**Exercise aim**
After finding the line with "All rights reserved." in the data below, set down exactly each line through the one with "2. My first", inclusive, and stop there.
▬▬▬▬▬▬
PR #946, opened 2016-12-23
Tool to generate appcasts automatically

pornel:
One-stop-shop with convention-over-configuration to generate (and update) appcasts.

You give it private key and a directory of tarballs, and it'll figure out all versions from plists, generate delta updates, and dsa-sign everything.

* assumes all updates can be unarchived and contain .app bundles
* assumes `SUFeedURL` is present in the plist, and archives are served from the same directory

It's not clever architecturally, I just wanted get stuff done.

I'm compiling everything in instead of linking Sparkle.framework, since not all symbols are public and mixing and matching was a pain.

### DIFF
--- a/generate_appcast/main.swift
+++ b/generate_appcast/main.swift
@@ -1,0 +1,51 @@
+//
+//  main.swift
+//  Appcast
+//
+//  Created by Kornel on 20/12/2016.
+//  Copyright © 2016 Sparkle Project. All rights reserved.
+//
+
+import Foundation
+
+func main() {
+    let args = CommandLine.arguments;
+    if args.count < 3 {
+        let command = URL(fileURLWithPath: args[0]).lastPathComponent;
+        print("Generate appcast from a directory of Sparkle updates\nUsage: \(command) <private key path> <directory with update archives>\n",
+            " e.g. \(command) dsa_priv.pem archives/\n",
+            " Appcast files and deltas will be written to the archives directory.\n",
+            " Note that pkg-based updates are not supported.\n"
+        )
+        exit(1);
+    }
+
+    let privateKeyPath = URL(fileURLWithPath: args[1]);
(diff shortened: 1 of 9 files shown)


generate_appcast/main.swift
```diff
@@ -0,0 +1,51 @@
...
+        print("Generate appcast from a directory of Sparkle updates\nUsage: \(command) <private key path> <directory with update archives>\n",
+            " e.g. \(command) dsa_priv.pem archives/\n",
+            " Appcast files and deltas will be written to the archives directory.\n",
+            " Note that pkg-based updates are not supported.\n"
+        )
+        exit(1);
+    }
+
+    let privateKeyPath = URL(fileURLWithPath: args[1]);
+    let archivesSourceDir = URL(fileURLWithPath: "/Users/porneL/ImageOptim/imageoptim/archive", isDirectory:true);
```
zorgiepoo: I'm guessing this isn't supposed to be hardcoded.

zorgiepoo:
Pretty cool. I might consider using it =).

Few things I noticed:

1. You have a hardcoded path for `archivesSourceDir` (likely a testing/debugging mistake)
2. My first thought was not including the `pubDate` field, although I guess older versions of Sparkle may need it..
3. The filenames generated from delta updates are based on the short version string, so what happens when you have multiple builds (more than two) that have the same short version string but differing build numbers.

zorgiepoo:
Oh yeah, how (or does this) handle release notes?

pornel:
I kept `pubDate` mostly because it was easy enough to implement and happened to just work :) I was positively surprised how well original date was preserved by OS X and my rsyncing of tarballs.

Good point about the deltas. Fixed.

It handles release notes by updating/merging existing appcast file instead of overwriting it. So you can edit the file and add notes manually.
▬▬▬▬▬▬
**Written answer**
+//  Copyright © 2016 Sparkle Project. All rights reserved.
+//
+
+import Foundation
+
+func main() {
+    let args = CommandLine.arguments;
+    if args.count < 3 {
+        let command = URL(fileURLWithPath: args[0]).lastPathComponent;
+        print("Generate appcast from a directory of Sparkle updates\nUsage: \(command) <private key path> <directory with update archives>\n",
+            " e.g. \(command) dsa_priv.pem archives/\n",
+            " Appcast files and deltas will be written to the archives directory.\n",
+            " Note that pkg-based updates are not supported.\n"
+        )
+        exit(1);
+    }
+
+    let privateKeyPath = URL(fileURLWithPath: args[1]);
(diff shortened: 1 of 9 files shown)


generate_appcast/main.swift
```diff
@@ -0,0 +1,51 @@
...
+        print("Generate appcast from a directory of Sparkle updates\nUsage: \(command) <private key path> <directory with update archives>\n",
+            " e.g. \(command) dsa_priv.pem archives/\n",
+            " Appcast files and deltas will be written to the archives directory.\n",
+            " Note that pkg-based updates are not supported.\n"
+        )
+        exit(1);
+    }
+
+    let privateKeyPath = URL(fileURLWithPath: args[1]);
+    let archivesSourceDir = URL(fileURLWithPath: "/Users/porneL/ImageOptim/imageoptim/archive", isDirectory:true);
```
zorgiepoo: I'm guessing this isn't supposed to be hardcoded.

zorgiepoo:
Pretty cool. I might consider using it =).

Few things I noticed:

1. You have a hardcoded path for `archivesSourceDir` (likely a testing/debugging mistake)
2. My first thought was not including the `pubDate` field, although I guess older versions of Sparkle may need it..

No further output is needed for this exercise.